60’lı yılların sonlarından itibaren çeşitli çalışmalarda bulunulmasına rağmen 70’lerin sonundaki siyasi hareketlenme Mersin’de yapılması öngörülen Nükleer Santral projesinin sonuçlanmasına olanak tanımamıştı.
80’li yıllarda ise yine Akkuyu’da yapılması planlanan santral Sovyetler’de meydana gelen Çernobil faciasından sonra tekrar askıya alınmıştı.
2000’li yılların başında yine aynı konu gündeme gelmiş fakat yaşanan ekonomik buhran devletin geri adım atmasına neden olmuştu. Son iki yıldır ise hem çevre örgütlerinin ve aktivistlerin hem de santral yapılması öngörülen coğrafyalardaki halkın gündeminde ‘Nükleer Santraller’ var.
Dünya çapında, 31 ülkede 435 adet reaktör ünitesi; 210 adet Nükleer Santral bulunduğu bilinmektedir.
Bu santraller 2006 yılının sonuna kadar 67.398 Megawatt (MW) elektrik üretmiştir. Dünyada enerjisinin çok büyük bir bölümünü Nükleer Enerji ile karşılayan devletlerin başında Fransa gelirken, Ukrayna’da onu izleyen birkaç ülkeden biri.
‘Üretilen Toplam Elektriğe Göre Yüzdesi’, ‘Santral Sayısı’ ve ‘Reaktör Sayısı’ olarak grafikte belirtilmiştir.
60 yıl ömrü, ortalama 20 milyar dolar maliyeti ve dışarıdan gelecek etkilere açık olan Nükleer Santraller’in ucuz bir enerji üretim aracı olduğu fikri, santrallerin soğutulması için kullanılan su miktarı ile karşılaştırıldığında ekolojik dengede uzun vadede yaratacağı tahribat nedeniyle çevre örgütleri tarafından desteklenmiyor.
İnşaa edildiği bölgede, özellikle su canlılarının habitatı üzerinde ciddi etkisi olan Nükleer Santrallerin özellikle su ile olan etkileşimi dolayısı ile çevre halkının da sağlığını ve yaşam kalitesini tehdit ettiği ortaya konmaktadır.
Herhangi bir sızıntı durumunda radyoaktif yakıtların uzun yıllar sonunda etkilerinin azaldığı görülse de zehirli atıkların etkileri ilk zamanlarındaki ile aynıdır.

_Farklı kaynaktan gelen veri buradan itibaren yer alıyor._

PR #303, opened 2021-07-30
SINTER[STORE] requires keys to be sets

jspricke:
Starting with Redis 6.0.15 this behaviour changed.
The definition of SINTER[STORE] states:

"Keys that do not exist are considered to be empty sets."

At the same time SINTER only accepts set:

"intersection of all the given sets"

Both quotes from: https://redis.io/commands/sinter.

The behaviour of Redis 6.0.14 was that it ignored the type of later keys
if it found an empty set and returned that. Radis 6.0.15 changed this
behaviour to return a WRONGTYPE if it finds a non set key in the
arguments.

Example to reproduce:

127.0.0.1:6379> FLUSHALL
OK
127.0.0.1:6379> SINTER a b
(empty array)
127.0.0.1:6379> SET b something
OK
127.0.0.1:6379> SINTER a b
(error) WRONGTYPE Operation against a key holding the wrong kind of value

Cf. https://github.com/redis/redis/issues/9273.

### DIFF
--- a/fakeredis/_server.py
+++ b/fakeredis/_server.py
@@ -1900,13 +1900,11 @@ class FakeSocket:
     def sdiffstore(self, dst, *keys):
         return self._setop(lambda a, b: a - b, False, dst, *keys)
 
-    # The following keys can't be marked as sets because of the
-    # stop_if_empty early-out.
-    @command((Key(set),), (Key(),))
+    @command((Key(set),), (Key(set),))
     def sinter(self, *keys):
         return self._setop(lambda a, b: a & b, True, None, *keys)
 
-    @command((Key(), Key(set)), (Key(),))
+    @command((Key(), Key(set)), (Key(set),))
     def sinterstore(self, dst, *keys):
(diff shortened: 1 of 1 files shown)


bmerry:
Thanks. Unfortunately with these subtle behaviour changes that Redis makes in patch-level updates, it's not possible for fakeredis to match the behaviour of every user's Redis server. At the moment it's targeting [6.0.10](https://github.com/jamesls/fakeredis/blob/f8b59367133ceff0f40aa5a3f6f88e851b8aff8e/.github/workflows/test.yml#L34), and the unit tests for this PR are all failing as a result. At some stage I'll get around to updating it (probably to 6.2.x) and deal with all the bugs that shakes out, at which point I'll take a look at this PR again. From a quick glance at the code it looks good.

bmerry:
Fakeredis is under new maintenance at https://github.com/dsoftwareinc/fakeredis-py. I am thus closing all PRs on this repository. If you feel your PR is still relevant, please open a new one on that repository.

Kullanım süresi dolduğunda ise söküm işlemi yapılması gereken santrallerin birinin söküm işleminin maliyeti yaklaşık olarak 400 milyon avro değerindedir.
Birçok çevre örgütü söküm, atık ve çevresel maliyetler hesaplandığında nükleer dünyanın en pahalı enerjisi olduğu görüşünde. Bunun yanı sıra Türkiye’nin enerji için ödedeği en yüksek fiyat yine nükleer için ödeniyor.
Mersin Akkuyu’da yapılması planlanan Nükleer Santral için Akkuyu’da yapılan Çimento Fabrikası ve Liman, az sayıdaki Akdeniz Fokları’nın ölümüne neden oluyor. Bir santralin inşaa sürecinde başlayan tahribat, 60 yıllık yaşamı tehdit ve tedirgin ediyor.